The lawsuit alleges that the British firm continued to profit from the extraction and smelting of lead from the mine in Kabwe, Zambia, without ensuring that proper safety standards were met, even when it knew the great harm being caused.
A hearing that concluded on Jan. 31 will decide whether a class-action lawsuit brought on behalf of as many as 140,000 women and children can proceed. The lawsuit was filed in Johannesburg because Anglo American was headquartered there when it held a majority stake in the lead mine in Kabwe from 1925 until 1974, when it was nationalized by the Zambian government—before eventually being closed in 1994.

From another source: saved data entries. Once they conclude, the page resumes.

PR #492, opened 2025-01-28
Use the less common TCP port 18000

skoech:
# Description

When trying to run my local build of the docs, I run into this:

`ERROR:    [Errno 98] error while attempting to bind on address ('127.0.0.1', 8000): address already in use
make: *** [Makefile:62: run] Error 1`

Port 8000 seems to be a poor choice to use as it is very common, so I have modified the Makefile to use a different, less common port.

## Type of change

### DIFF
--- a/docs/Makefile
+++ b/docs/Makefile
@@ -80,7 +80,7 @@ epub: install
 
 
 serve: html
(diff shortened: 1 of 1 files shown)


sabaini (approved):
lgtm!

Blood lead levels in children living in Kabwe are many times higher than the poisoning standard amount of 3.5 micrograms per deciliter adopted by the U.S. Centers for Disease Control and Prevention (CDC). Although the CDC and the World Health Organization advise that there is no safe level of lead, many children tested in Kabwe had levels at more than 45 micrograms, causing heart, brain, and liver damage. Numerous investigations since 1971, when eight children died of suspected lead poisoning, have found alarmingly high levels of lead in local children.
Lawyers based in the United Kingdom and South Africa are demanding compensation and an environmental cleanup. If successful, it could set a precedent as one of the largest class-action lawsuits for historical damages caused by extractive corporations that will be heard in an African court, as opposed to courts in the U.K., the Netherlands, the United States, or France, where companies such as Shell, ExxonMobil, and Total are (or have been) based.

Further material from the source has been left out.